Partial information is a beautiful thing when executed well, and the best social deduction games manage to find that line between confusion and information regularly.
Mysterium doesn’t balance information with confusion but rather uncertainty. Sometimes a clue is beyond obvious. More frequently, though, you’ll be torn between two or three options, and the Medium sitting next to you will be torn between the same two or three. Process of elimination ensures that some progress will be made, but if you want to solve the ghost’s murder in time, you’re going to have to guess correctly the first time on at least a handful of occasions.
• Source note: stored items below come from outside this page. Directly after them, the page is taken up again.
PR #2301, opened 2020-06-18
Add an extra aria-label to icons

### LINKED ISSUE #2300: Add aria-label to Blacklight::Icon
Previously we used `aria-labelledby` but the duplicate ids caused invalid HTML. Removed in https://github.com/projectblacklight/blacklight/pull/2157 This proposal is to add `aria-label` in its place now.

cbeer:
Fixes #2300

### DIFF
--- a/app/models/blacklight/icon.rb
+++ b/app/models/blacklight/icon.rb
@@ -40,7 +40,7 @@ module Blacklight
       {
         class: classes,
         "aria-hidden": (true if aria_hidden),
-        "aria-label": icon_label
+        "aria-label": icon_label if label
       }
     end
 
--- a/app/models/blacklight/icon.rb
+++ b/app/models/blacklight/icon.rb
@@ -40,7 +40,7 @@ module Blacklight
       {
         class: classes,
         "aria-hidden": (true if aria_hidden),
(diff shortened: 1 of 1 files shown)


app/models/blacklight/icon.rb
```diff
@@ -39,7 +39,8 @@ def icon_label
     def options
       {
         class: classes,
-        "aria-hidden": (true if aria_hidden)
+        "aria-hidden": (true if aria_hidden),
+        "aria-label": icon_label
```
mejackreed, line 43: Can we add the `if label` conditional to this please?

cbeer, line 43:
```suggestion
        "aria-label": icon_label if label
```

app/models/blacklight/icon.rb
```diff
@@ -39,7 +39,8 @@ def icon_label
     def options
       {
         class: classes,
-        "aria-hidden": (true if aria_hidden)
+        "aria-hidden": (true if aria_hidden),
+        "aria-label": icon_label if label
```
cbeer, line 43:
```suggestion
        "aria-label": (icon_label if label)
```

This lends the game tension, camaraderie, legitimate cooperation, and fun moments after the game where you get to talk through your thought process as the ghost. Any game where I find myself discussing it with other players 3-5 minutes after we’ve packed it up is probably a memorable one.
Legacy of Dixit
Dixit is one of the more malleable games in the whole hobby. I’ve played Codenames with Dixit cards, for one example. For another, probably a dozen (or more) games on the market simply used Dixit cards for their prototype copies, to avoid commissioning artwork for something that might never be picked up by a publisher. I’ve heard this may have been the case with Mysterium, and it makes perfect sense.
Dixit is universal for this fact, and others related to its simplicity and elegance. Mysterium, then, and many others in Dixit’s lineage, both add useful twists to the formula while losing something of the timelessness of their predecessor.
To really make Mysterium work well, you’ll want 5-6 players. Dixit is perfectly enjoyable with four. For Mysterium, you’ll probably want to find gamers with some prior knowledge of the game mechanics involved. With Dixit, I can introduce it to 6-year olds or grandparents who have never played anything that doesn’t involve a chess board or standard deck of cards, and it still works well. But it also works equally well with the crew I play Twilight Imperium with.
So Mysterium sacrifices breadth of its appeal for more specific appeal. In this capacity, it works well. For gamers who enjoy the central premise of guessing meaning behind beautiful, vaguely abstract, fairy tale-style artwork, they’ll find a bit more meat on the bones of Mysterium upon which to chew.
I have a bit of a roller coaster history with Mysterium. At first, I thought I’d enjoy it quite a bit more than Dixit, a game that is always a delight. And I did…for a while. Its more specific appeal seems to create a more specific experience, though. So as I played more, my enjoyment remained, but waned slightly from its earlier, highest levels. Since I play it less than Dixit, I often find myself wanting to play it more. But then I’ll play it and, with my desire to play satiated, I’ll go back to preferring Dixit for long stretches.
Standing Out From the Card Game Pack
I wasn’t lying when I said there are a lot of Dixit knockoffs. Hell, I even designed one a few years back that is most succinctly described as “competitive Mysterium, with two teams.” Naturally, it uses Dixit cards for its prototype copy. Everyone thinks they can iterate meaningfully on the original; such is its elegant allure. But only some actually do (my design, sadly, may not be among them). Fortunately, Mysterium truly does provide a novel, consistently interesting experience.
Mysterium also has something of Codenames in it, because clues are filtered through the thoughts and tendencies of the Ghost who’s giving them. This is another wonderful trait, because it allows the table to guess at, and eventually learn, some of those tendencies. Further, each game will be slightly different not because of the mechanics or cards, but because the clue-giver will bring a new perspective.
It’s a game that adds a human element as an agent of replayability, which is one of the higher compliments I can give a game.
Mysterium manages to stand out in this sea, though, due to the confluence of desirable traits mentioned in the opening section of this article. The fact that it’s cooperative while being tightly designed also means that the elation or sourness of winning or losing together is, in either case, a wonderful shared moment.